- [TRY IT]:
If a line in the data below contains the word "support", copy it out.

- [DATA LISTING]:
= = = =

Issue #4262, opened 2024-11-16
add support for oklab colour space


jcupitt:
oklab is a new-ish perceptual colour space:

https://en.wikipedia.org/wiki/Oklab_color_space

It's very like CIELAB, but more accurate. more stable, and no more complex. It should be easy to add support.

= = = =

- [SOLUTION FOR THIS TASK]:
add support for oklab colour space
It's very like CIELAB, but more accurate. more stable, and no more complex. It should be easy to add support.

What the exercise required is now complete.